When they laughed, I decided it was time for me to go. I could figure this out in my apartment where I could think more clearly. My plants never interrupted with stupid fucking questions or observations, and that was just one of the many reasons why they were better than people.

I nodded brusquely to the PI who had reappeared. He was sitting at the bar with a water, squeezing a second lemon into it. When he saw me, he jerked his head in the universal come here gesture.

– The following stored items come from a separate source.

PR #306, opened 2026-06-05
Viewer Phase-2 (appearance engine, cost, camera, minimap) + LiveKit A/V + orbit/EF/security hardening

StingD85:
## Summary

This branch lands a large, reviewable batch of Planscape web-viewer + meeting work, in
self-contained, individually-revertable commits. WebGL/viewer **feel** and native mobile A/V
are human/device-verified (they can't be CI-verified); server code is `dotnet build`-clean;
all viewer JS is `node --check`-clean; `assets/viewer ↔ wwwroot` is kept byte-equal
(incl. the vendored libs).

### Workstreams

**Orbit fix (rotation approach).** The model is rendered Y-up via a parent `modelPivot`
(Z-up→Y-up) with stock OrbitControls default up + `rotateSpeed = +0.9`; coordinate readouts
stay true Z-up via a rotation-aware `toWorld`/`toScene` bridge.

**Viewer UX (6 commits).** ACC-style framing + click/dblclick + pivot + issue/selection zoom;
markup lifecycle + exclusive tool state; 3D right-click context menu; section box (6-plane
clip + sliders + TransformControls gizmo + caps); orthographic toggle + ViewCube; collapsible
panels + 3D explode.

**Phase-2 viewer (M0–M7).**
- **M0** verified `mesh→meta` resolver + normalized keys (root-cause of dead toggles).
- **M1** ONE appearance engine (`applyAppearance`, single traverse, most-restrictive
  hide>ghost>colour>show) + discipline derived from category for as-built models.
- **M2** one shared ghost material, live tint/opacity.
- **M3** full Properties palette + per-element **cost** end-to-end (exporter→server→client).
- **M4** colouriser: palette sets, numeric **gradient**, `<No Value>`, interactive legend.
- **M5** `levelCamera` (already live) + human-eye view + Ctrl+Arrow elevation (camera getter).
- **M6** minimap fixed: single-renderer **scissor inset** (the 2nd WebGL context rendered
  empty) + drag-leak stopped.
- **M7** walk wheel relocated adjacent to the nav buttons.

**LiveKit A/V meetings.** Server token endpoint + `ActiveSurface` state + SignalR surface
broadcast; web `livekit-av.js` (cam/mic, tiles, screen-share, surface switching); mobile
`live.tsx`; `MeetingMedia` migration.

---

## Review-critical surfaces

**(a) Orbit reconciliation vs PR #305.** `main` (PR #305) shipped a different orbit hack
[...]

PR #602, opened 2026-08-05
ci: prove the SERVED viewer is current, not just the sources on disk (#309)

### LINKED ISSUE #309: CI: prove the DEPLOYED viewer is current (build container + assert served assets 200)
### Problem
The Docker image serves the **minified npm `dist/`** produced by the viewer build
(`Planscape/assets/viewer/build.mjs`), overlaid onto `wwwroot/`
(`Planscape.Server/docker/Dockerfile`: `npm run build` → `COPY --from=viewer /viewer/dist/ … wwwroot/`).
But CI only runs `node --check` on the **raw** sources and an assets ↔ wwwroot **byte-equal**
diff — neither builds the container or touches the actually-served artifact. So "CI green" does
**not** prove the deployed viewer is current: a stale/cached image (or a new asset that the build
never emits) can ship while every check passes.

This bit us on PR #306 — `livekit-av.js` (added to `wwwroot/` but not part of `build.mjs`'s
output) can 404 from a stale container. Manual mitigation landed as **Step 0** in
`docs/PR306_MANUAL_QA.md` (`docker compose build --no-cache` + `curl …/livekit-av.js` → 200), but
that's human-run, not enforced.

### Proposed CI step
Add a job that builds the container and asserts the deployed viewer is current:
1. `docker build` the API image (or `docker compose build api`) from the branch.
2. Run it; wait for `/health`.
3. `curl -fsS` a set of **known-served viewer assets** and assert **HTTP 200** for each —
   including a deliberately *new* asset that would 404 on a stale build
   (e.g. `livekit-av.js`, plus `viewer.html`, `coordination-viewer.js`, `signalr-shim.js`,
   `vendor/livekit-client.umd.min.js`).
4. Optionally diff a hash/마커 to confirm the served bytes match the freshly-built `dist/` + the
   committed raw-served files.

Also harden the build itself so it can't silently drop a raw-served file:
- Either make `build.mjs` emit/copy the raw-served viewer files (`livekit-av.js`, `meeting-sync.js`)
  into `dist/`, or assert in the Dockerfile that the final `wwwroot/` contains every file the
  drift gate covers.

### Acceptance
- A PR that adds a new viewer asset but forgets to wire it into the build **fails CI** (404),
  instead of green-then-404-in-prod.
- "CI green" implies the deployed viewer is current.

Ref: PR #306; `docs/PR306_MANUAL_QA.md` Step 0.

StingD85:
Closes #309.

# The existing viewer gate proves less than its name implies

This is the most important thing in this PR, and it changes how a rule that gets quoted in
handoffs should be read.

**`coordination-viewer.yml`'s drift check compares the RAW SOURCES on the runner's disk — not
the artifact a browser downloads.**

| | `coordination-viewer-drift.yml` compares | size |
|---|---|---|
| `Planscape/assets/viewer/coordination-viewer.js` | ↔ `wwwroot/coordination-viewer.js` | **431,575 bytes** — raw, unminified |
| what a browser actually GETs from the container | *(nothing checks this)* | **199,617 bytes** — minified `dist/` build |

Both sides of that diff are inputs. Neither is the output. So:

**What the drift gate CAN catch:** someone hand-editing `wwwroot/` instead of the canonical
source, so the two copies of the *source* diverge. That is real and worth keeping.

**What it CANNOT catch — and never could:**
- a **stale or cached image** serving an old bundle (the #306 failure: `livekit-av.js` 404'd
  while every check was green);
- an asset added to `wwwroot/` that `build.mjs` never emits;
- **any discrepancy in the built output at all** — including the one this PR found on its very
  first run (see below), which existed the whole time and was invisible to every previous tick;
- whether the container even starts, or serves anything.

"CI diffs 7 files byte-for-byte" is accurate and is quoted as a hard guarantee — but it is a
guarantee about **source parity**, not about what ships. Anyone reading a green tick as "the
deployed viewer is current" was reading more into it than it says. That gap is what this PR
closes, and the drift gate stays exactly as it is: it is fast, it catches a real mistake, and
it is now correctly scoped rather than over-trusted.

---

# It found a real defect on its first run

Not a hypothetical. Three dist assets differed from a fresh build by exactly 13 bytes each,
while `coordination-viewer.css` and `three.min.js` were byte-identical and every asset served
200.

**The image was never stale. The build was underspecified.**

The 13 bytes are a `"use strict";` prologue. esbuild walks **up** from each entry point looking
for a `tsconfig.json` and applies its `compilerOptions` to `.js` files too.
`Planscape/tsconfig.json` sets `"strict": true`, which implies TypeScript's `alwaysStrict`, so
esbuild emits the directive. The Dockerfile does `WORKDIR /viewer` and copies the sources in
flat — **no `tsconfig.json` above them in the container**, so no directive.

Same esbuild (0.24.2, pinned by the committed lockfile, which is *not* in `.dockerignore`), same
sources, same platform, identical `node_modules`. Different ancestry, different bytes.

Isolated by single-variable test rather than inferred:

| layout | `signalr-shim.js` |
|---|---|
| in-repo checkout | 3121 |
| out-of-repo flat copy | 3108 |
| out-of-repo replica of the exact nesting | 3108 |
| same replica **+ only `Planscape/tsconfig.json`** | **3121** ← isolated |

Eliminated first, by measurement: esbuild version, platform (Windows and the ubuntu runner
agree), source drift (no `import`/`export` anywhere), `node_modules` contents, and an ancestor
`package.json` — adding one changed nothing.

**Fix (`eef6e7e2d`): declare `format: 'esm'` in `build.mjs`.** It reproduces what production
already serves byte-for-byte (3108 / 23475 / 199617), so declaring it changes no deployed
artifact. `'cjs'` would have edited a working deployment by 13 bytes to satisfy a check, which
is backwards; `'iife'` **double-wraps** sources that are already hand-written IIFEs (3132,
matching neither environment) — tested before it was believed. `package.json` here already
declares `"type": "module"`, so `esm` is the declared type, not a convenient one.

With the format declared, all three layouts build identically. **The assertion in the workflow
is unchanged and still strict — this fixes the build, not the check.**

*Hazard recorded in `build.mjs`:* `viewer.html` loads all three with `<script defer src>`, not
`type="module"`. None has a top-level `import`/`export` today (verified: 0 each), so `esm`
output is a classic script. Adding one would silently break the page — and this gate compares
real served bytes, so it would catch it.

---

## The blind spot

Nothing in CI has ever touched the artifact that actually gets **served**.

| Existing check | What it looks at |
|---|---|
| `coordination-viewer-drift.yml` | `Planscape/assets/viewer/*` vs `wwwroot/*`, byte-equal — **on the runner's disk** |
| various | `node --check` on **raw sources** |

Neither builds the container, starts it, or requests a URL. So **"CI green" did not imply
the deployed viewer was current**: a stale or cached image could ship — or an asset could be
added to `wwwroot/` that `build.mjs` never emits — while every check passed.

Not hypothetical. It bit PR #306: `livekit-av.js` was added to `wwwroot/` but is not part of
`build.mjs`'s `dist/` output, and it 404'd from a stale container. The mitigation shipped as
a **human** step — `docs/PR306_MANUAL_QA.md` Step 0, *"`docker compose build --no-cache` then
`curl` the asset"* — which is exactly the kind of check that gets skipped on the busy day it
matters.

## What this adds

`.github/workflows/viewer-served-artifact.yml`:

1. **Builds `dist/` on the runner** with the same `build.mjs` the Dockerfile's viewer stage
   runs. These are the *reference bytes*.
2. **`docker build --no-cache`.** The `--no-cache` is the point of the exercise — a cached
   layer is precisely how a stale bundle ships, so reusing cache would reproduce the blind
   spot this exists to remove.
3. **Runs it** against a throwaway Postgres and waits for `/health/live`.
   `/health/live`, **not** `/health` — the latter is authenticated and answers 403 to an
   anonymous caller, which would read here as "never came up".
4. **Requests every viewer asset** and asserts HTTP 200 **and** byte-equality:

| Class | Asserted against | Why |
|---|---|---|
| dist-emitted | the `dist/` just built | a stale image cannot pass this |
| raw-served | the repo's `wwwroot/` | the #306 class of file — in `wwwroot`, never in `dist` |
| vendored | served + non-empty | third-party, copied wholesale |

**Anti-vacuity:** a 200 carrying a **zero-byte body** is failed explicitly, so an empty
response can never stand in for a working asset.

## The coverage assertion — so the two gates can't drift apart

`coordination-viewer-drift.yml` keeps 7 files in sync between source and `wwwroot`. Syncing a
file is worthless if it is never actually served. This workflow asserts every one of those 7
appears in its served-asset lists — so **adding a file to the drift list without serving it
fails here, not in production.** That is the acceptance criterion from the issue, enforced
rather than described.

## Asset paths verified against source, not guessed

`viewer.html` references `./coordination-viewer.{js,css}`, `./viewer-extras.js`,
`./signalr-shim.js`, `./meeting-sync.js`, `./livekit-av.js`, `./vendor/es-module-shims.js`,
and pulls `three` through an **importmap** at `./vendor/three/three.module.js`.
`livekit-av.js` loads `./vendor/livekit-client.umd.min.js` — the #306 chain. All four vendor
paths confirmed present in `wwwroot`.

`three.min.js` is kept as a **staleness canary** and labelled as one in the file: the page
does *not* load it (three comes from the importmap), but it **is** a `build.mjs` output the
Dockerfile copies, so its bytes drift when the image is stale. Documented so nobody later
deletes a line that looks unused.

## Kept separate from the fast gate, deliberately

Building a container and standing up Postgres costs minutes. `coordination-viewer-drift.yml`
stays a seconds-long byte diff and keeps giving fast feedback on the common mistake; this
runs alongside it on the same paths, plus `Planscape.Server/docker/**`, plus
`workflow_dispatch` for when only the base image has moved.

## What I did NOT verify — read this

**This workflow was not executed locally.** Running it means starting containers, and
containers are shared state in this checkout that I was asked not to touch without
permission.

Verified offline instead:

- the YAML parses;
- every `run` block passes `bash -n`;
- all four vendor assets exist in `wwwroot`;
- the drift-gate coverage loop was run standalone against both the real 7-file list (all
  covered) and a **negative control** (`not-served.js` → correctly flagged).

**The container round-trip itself is unproven until this runs on a PR.** Expect to iterate
once on the first run — most likely on how long the API takes to reach `/health/live` on a
cold image, or on an env var `Program.cs` fail-fasts over that I have not anticipated.

## Not done

The issue's alternative hardening — making `build.mjs` emit the raw-served files into
`dist/`, or asserting inside the Dockerfile that `wwwroot/` is complete — is left alone.
This gate catches the same failures from outside without changing what ships, which is the
smaller and more reversible move. If you would rather fix it at the build instead, this
workflow still tells you whether it worked.

### DIFF
--- a/.github/workflows/viewer-served-artifact.yml
+++ b/.github/workflows/viewer-served-artifact.yml
@@ -1,0 +1,256 @@
+name: Viewer served-artifact gate
+
+# Why this workflow exists (#309)
+# ===============================
+# Nothing in CI has ever touched the artifact that actually gets SERVED.
+#
+#   coordination-viewer-drift.yml  diffs Planscape/assets/viewer/* against wwwroot/*
+#                                  — raw sources, byte-equal, on the runner's disk
+#   (various)                      run `node --check` on raw sources
+#
+# Neither builds the container. Neither starts it. Neither requests a URL. So
+# "CI green" did NOT imply the deployed viewer was current: a stale or cached
+# image could ship — or an asset could be added to wwwroot/ that the viewer build
+# never emits — while every check passed.
+#
+# That is not hypothetical. It bit PR #306: `livekit-av.js` was added to wwwroot/
+# but is not part of build.mjs's dist/ output, and it 404'd from a stale
+# container. The mitigation shipped as a HUMAN step — `docs/PR306_MANUAL_QA.md`
+# Step 0, "docker compose build --no-cache then curl the asset" — which is
+# exactly the kind of check that gets skipped on the busy day it matters.
+#
+# This workflow enforces it: build the image, run it, and assert every viewer
+# asset is served with HTTP 200 AND that its bytes match what the build just
+# produced.
+#
+# Kept SEPARATE from the fast contract gate on purpose. Building a container and
+# standing up Postgres costs minutes; coordination-viewer-drift.yml stays a
+# seconds-long byte diff and keeps giving fast feedback on the common mistake.
+
+on:
+  push:
+    branches: [main]
+    paths:
+      - 'Planscape/assets/viewer/**'
+      - 'Planscape.Server/src/Planscape.API/wwwroot/**'
+      - 'Planscape.Server/docker/**'
+      - '.github/workflows/viewer-served-artifact.yml'
+  pull_request:
+    paths:
+      - 'Planscape/assets/viewer/**'
+      - 'Planscape.Server/src/Planscape.API/wwwroot/**'
+      - 'Planscape.Server/docker/**'
+      - '.github/workflows/viewer-served-artifact.yml'
+  # Buildable on demand — useful when only the base image has moved.
+  workflow_dispatch:
+
+jobs:
+  served-artifact:
+    name: Build the image, serve it, verify what comes back
+    runs-on: ubuntu-latest
+    timeout-minutes: 30
+
+    steps:
+      - uses: actions/checkout@v4
+
+      # ── 1. Build dist/ on the runner: the reference bytes ─────────────────
+      # Same build.mjs the Dockerfile's viewer stage runs. Whatever the container
+      # serves for a dist-emitted file must equal what this produces — that is
+      # what makes "the deployed viewer is current" a measurement rather than an
+      # assumption.
+      - uses: actions/setup-node@v4
+        with:
+          node-version: '20'
+
+      - name: Build the viewer bundle (reference copy)
+        working-directory: Planscape/assets/viewer
+        run: |
+          set -euo pipefail
+          if [ -f package-lock.json ]; then npm ci --no-audit --no-fund
+          else npm install --no-audit --no-fund; fi
+          npm run build
+          ls -la dist/
+
+      # ── 2. Build the actual image ────────────────────────────────────────
+      # --no-cache on the viewer stage is the point of the exercise: a cached
+      # layer is precisely how a stale bundle ships. #306's asset 404'd from a
+      # cached image, so reusing cache here would reproduce the blind spot this
+      # workflow exists to remove.
+      - name: Build the API image (no cache)
+        run: |
+          set -euo pipefail
+          docker build \
+            --no-cache \
+            --build-arg IFCCONVERT_URL=skip \
+            -f Planscape.Server/docker/Dockerfile \
+            -t planscape-api:ci \
+            .
+
+      # ── 3. Run it ────────────────────────────────────────────────────────
+      - name: Start Postgres
+        run: |
+          set -euo pipefail
+          docker network create planscape-ci
+          docker run -d --name pg --network planscape-ci \
+            -e POSTGRES_DB=planscape \
+            -e POSTGRES_USER=planscape \
+            -e POSTGRES_PASSWORD=CiOnly2026! \
+            postgres:16-alpine
+          for i in $(seq 1 60); do
+            if docker exec pg pg_isready -U planscape -d planscape >/dev/null 2>&1; then
+              echo "postgres ready"; exit 0
+            fi
+            sleep 2
+          done
+          echo "::error::Postgres never became ready"; docker logs pg; exit 1
+
+      - name: Start the API container
+        run: |
+          set -euo pipefail
+          # CI-only JWT key. Never leaves this job, signs nothing that outlives
+          # it, and must still clear Program.cs's guards (32+ chars, 4+ distinct
+          # characters, not in the banned list).
+          docker run -d --name api --network planscape-ci -p 5000:8080 \
+            -e ASPNETCORE_ENVIRONMENT=Development \
+            -e ASPNETCORE_URLS=http://+:8080 \
+            -e 'ConnectionStrings__Default=Host=pg;Port=5432;Database=planscape;Username=planscape;Password=CiOnly2026!' \
+            -e "Jwt__Key=$(openssl rand -base64 48)" \
+            -e Jwt__Issuer=Planscape \
+            -e Jwt__Audience=Planscape.Client \
+            -e RateLimiting__Enabled=false \
+            planscape-api:ci
+
+      - name: Wait for /health/live
+        run: |
+          set -uo pipefail
+          # /health/live, NOT /health. /health is the full diagnostic and is
+          # authenticated — it answers 403 to an anonymous caller, which would
+          # read here as "never came up". /health/live is AllowAnonymous by
+          # design and is the liveness contract (see render.yaml).
+          for i in $(seq 1 90); do
+            if curl -fsS http://localhost:5000/health/live >/dev/null 2>&1; then
+              echo "api is live after ~$((i*2))s"; exit 0
+            fi
+            sleep 2
+          done
+          echo "::error title=API never became live::/health/live did not answer within 180s"
+          docker logs api | tail -100
+          exit 1
+
+      # ── 4. The actual assertion ──────────────────────────────────────────
+      - name: Every viewer asset is SERVED, and matches what was just built
+        run: |
+          set -uo pipefail
+          fail=0
+          src=Planscape/assets/viewer
+          dist=$src/dist
+          www=Planscape.Server/src/Planscape.API/wwwroot
+
+          # Emitted into dist/ by build.mjs, then overlaid onto wwwroot/ by the
+          # Dockerfile. Served bytes must equal the freshly-built dist bytes —
+          # this is the check that a stale image cannot survive.
+          #
+          # three.min.js is included as a STALENESS CANARY, not because
+          # viewer.html loads it — the page pulls three through an importmap
+          # pointing at vendor/three/three.module.js. three.min.js is still a
+          # build.mjs output copied by the Dockerfile, so if the image is stale
+          # its bytes drift, which is exactly the signal wanted. Said plainly so
+          # nobody later "fixes" this by deleting a line that looks unused.
+          DIST_ASSETS="coordination-viewer.js signalr-shim.js viewer-extras.js coordination-viewer.css three.min.js"
+
+          # NOT emitted by build.mjs. They ship from the repo's wwwroot/ and
+          # survive the dist overlay. They are exactly the class of file #306
+          # tripped over, so they are asserted explicitly rather than assumed.
+          RAW_ASSETS="viewer.html meeting-sync.js livekit-av.js"
+
+          # Vendored third-party, copied wholesale. Every one of these is
+          # referenced by viewer.html or by livekit-av.js — verified against the
+          # source, not guessed:
+          #   es-module-shims.js        <script> in viewer.html
+          #   three/three.module.js     importmap target for bare "three"
+          #   livekit-client.umd.min.js loaded by livekit-av.js (the #306 chain)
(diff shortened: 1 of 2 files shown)


StingD85:
## First CI run: the harness works. The assertion found something, and I have not resolved it.

As predicted in the body, the container round-trip was unproven. It now is — **every
infrastructure step passed**:

```
success  Build the viewer bundle (reference copy)
success  Build the API image (no cache)
success  Start Postgres
success  Start the API container
success  Wait for /health/live
failure  Every viewer asset is SERVED, and matches what was just built
```

So the image builds, the container serves, `/health/live` answers, and no timeout tuning is
needed. The red is the **assertion**, which is the part meant to have teeth.

### What it found

```
OK    viewer.html              (101969 bytes)
OK    meeting-sync.js          (53166 bytes)
OK    livekit-av.js            (65976 bytes)
OK    coordination-viewer.css  (65546 bytes, hash-identical to fresh build)
OK    three.min.js             (641540 bytes, hash-identical to fresh build)

ERROR coordination-viewer.js   served 199617  built 199630   (-13)
ERROR signalr-shim.js          served   3108  built   3121   (-13)
ERROR viewer-extras.js         served  23475  built  23488   (-13)
```

Every asset is **served** — no 404s, so the #306 failure class is clean. Three of the five
dist-emitted files differ from a fresh build by **exactly 13 bytes each**.

### What that pattern rules out, and what it does not

**It is almost certainly not a stale image.** A stale bundle would differ by an arbitrary amount,
would not land on the same delta across three files with different names and sizes, and would
very likely drag `coordination-viewer.css` and `three.min.js` with it — both of which are
byte-identical.

It also is not a toolchain drift: the Dockerfile viewer stage and the CI step both run
`npm ci` against the same committed `package-lock.json` (esbuild pinned `0.24.2`), and
`build.mjs` has no banner, no `define`, no timestamp and no git SHA — it is deterministic by
construction. `three.min.js` is built by the same esbuild call with the same `sourcemap: true`
and matches exactly.

The three that differ are the only ones built with `bundle: false`.

**What I have NOT established:** whether this is a genuine served-vs-built discrepancy worth
fixing, or my byte-equality assertion being stricter than esbuild's output is stable across
build environments for non-bundled entry points. Resolving it needs a local container build to
diff the two artifacts directly, and I was asked not to start containers in this checkout.

### Recommendation

Do not merge this on the assumption the red is cosmetic, and do not weaken the assertion to
make it green — either would reintroduce the blind spot the workflow exists to remove. The next
step is one local run:

```bash
docker build --no-cache --build-arg IFCCONVERT_URL=skip \
  -f Planscape.Server/docker/Dockerfile -t planscape-api:probe .
docker create --name probe planscape-api:probe
docker cp probe:/app/wwwroot/signalr-shim.js /tmp/served.js
docker rm probe
cd Planscape/assets/viewer && npm ci && npm run build
diff <(tail -c 200 /tmp/served.js) <(tail -c 200 dist/signalr-shim.js)
```

`signalr-shim.js` is the smallest of the three, so the 13 bytes will be readable directly. If
the difference turns out to be a sourcemap trailer or similar build-environment artefact, the
right fix is to compare *content* excluding that trailer — stated explicitly in the workflow —
rather than to drop the byte check.

StingD85:
## Falsification run: the framing is confirmed, the proposed fix is not. No change applied.

Measured, not argued. No container build was needed — building `dist/` locally and varying one
option was enough.

### Step 1 — which side does a plain local build reproduce?

| file | local build | CI "built" | CI "served" |
|---|---|---|---|
| `coordination-viewer.js` | **199630** | 199630 | 199617 |
| `signalr-shim.js` | **3121** | 3121 | 3108 |
| `viewer-extras.js` | **23488** | 23488 | 23475 |
| `three.min.js` | **641540** | 641540 | 641540 |

My box reproduces the **runner** side exactly. The container is the outlier.

### Step 2 — what the 13 bytes are. CONFIRMED.

Head of the locally-built `signalr-shim.js`:

```
"use strict";(function(){"use strict";if(typeof window>"u"||window.ReactNativeWebView||win…
```

The **outer** `"use strict";` is esbuild's — the inner one is the source's own, at
`signalr-shim.js:21`, inside its hand-written IIFE. `"use strict";` is exactly 13 bytes, and
`3121 − 13 = 3108`, the served size. **The 13 bytes are the prepended directive.**

### Step 3 — is `format: 'iife'` the cause? NO. FALSIFIED.

| block-2 `format` | `signalr-shim.js` | vs served (3108) |
|---|---|---|
| *(none — current)* | 3121 | +13 |
| **`'iife'`** | **3132** | **+24 — further away** |
| `'cjs'` | 3121 | +13 |
| **`'esm'`** | **3108** | **exact match** |

Declaring `iife` makes the files **larger**, matching neither side. The reason is in the source:
these three files are **already hand-written IIFEs** (`(function(){…})()`), so `format: 'iife'`
wraps them a second time. The block comment calling them "the three IIFE viewer files" describes
the *sources*, not a requested output format.

**So the one-line fix as proposed would not have fixed this, and would have changed shipped bytes
in a third direction.** Good thing it was tested first.

### What IS established

The **framing was right**: this is format inference varying across environments, and the block-2
loop is underspecified. The resolution is just different from the hypothesis —

- the **container** infers **ESM** (implicitly strict → no directive) → 3108
- the **CI runner and my machine** infer **CJS** (directive emitted) → 3121

Ruled out along the way, by measurement rather than assumption:

- **esbuild version** — `package-lock.json` is committed, is **not** in `.dockerignore`, and both
  the Dockerfile stage and the CI step run `npm ci`. Same pinned `0.24.2`.
- **platform** — Windows (mine) and ubuntu (runner) both give 3121; only the container differs,
  and it is linux too.
- **source drift** — the source has no `import`/`export`, so nothing in the file forces ESM.

### Two things this settles

**The image was never stale.** Every asset served 200, `three.min.js` and the CSS are
byte-identical, and the three that differ are explained entirely by a directive esbuild chose
not to emit. This was an underspecified build, not a stale artifact — which is the better
outcome, and the opposite of what a bare byte-mismatch would have suggested.

**What the old gate was actually proving.** `coordination-viewer-drift.yml` byte-compares
`Planscape/assets/viewer/*` against `wwwroot/*` — the **raw, unminified** sources on the runner's
disk. Those are the 431575-byte originals, not the ~199KB artifact the browser downloads. So
every previous "assets are current" tick was checking inputs that both builds agree on, and had
no visibility into the output at all. It could not have caught this, and could not have caught a
stale image either. That is the gap this PR closes.

### Why I have applied nothing

The instruction was to apply `format: 'iife'` **only if confirmed**. It is falsified, so nothing
is applied — `build.mjs` is untouched and the assertion is unchanged and still strict.

Declaring a format is still the right fix, but **which** one is now a decision that changes
shipped bytes, not a mechanical edit:

- `'cjs'` keeps today's runner/local output (3121) and adds a directive the browser does not need;
- `'esm'` matches what the container currently ships (3108) but is a misleading label for a file
  loaded via plain `<script src>`, not `type="module"`;
- `'iife'` is semantically the honest description but double-wraps an already-IIFE source (3132).

My inclination is `'cjs'` — smallest behavioural change from what CI and developers already
produce, and the directive is harmless — but that ships 13 bytes that production does not
currently serve, so it is your call, not mine.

I paused and glanced around, sure he must be talking to someone else. This wasn’t how we played this game. But now he was drying lemon juice off his fingers with a cocktail napkin and then holding up his hand, halfway between looking like a mob boss beckoning over a minion and a student half-heartedly raising his hand to answer a question.

I made my way over, trying not to show my surprise. He was probably going to ask me to buy him another drink, or maybe get him out of some of the parking tickets I knew he was collecting. He was getting too familiar, I decided. Son of a bitch would probably expect to be invited to The Walker Agency holiday party.

Up close, he looked like a basset hound. Droopy eyes, long face, cheeks that seemed to fold down from his hollow eye sockets. Friendly though, and a little sheepish. Again, I wondered what he was going to ask me for.

“Hey boss,” he said.

I realized it was the first time I’d heard his voice. Low, gravelly, like he’d spent a few years gargling rocks. But, like his face, friendly.

“I’m the boss, huh.” I slid into the stool beside him. I wasn’t sure why I was sitting down. If he’d asked me for something, I’d have refused by now and been on my way to the door. But he hadn’t asked, and he was looking at me with those sympathetic, droopy brown eyes, like I was the dog, and he had to put me down.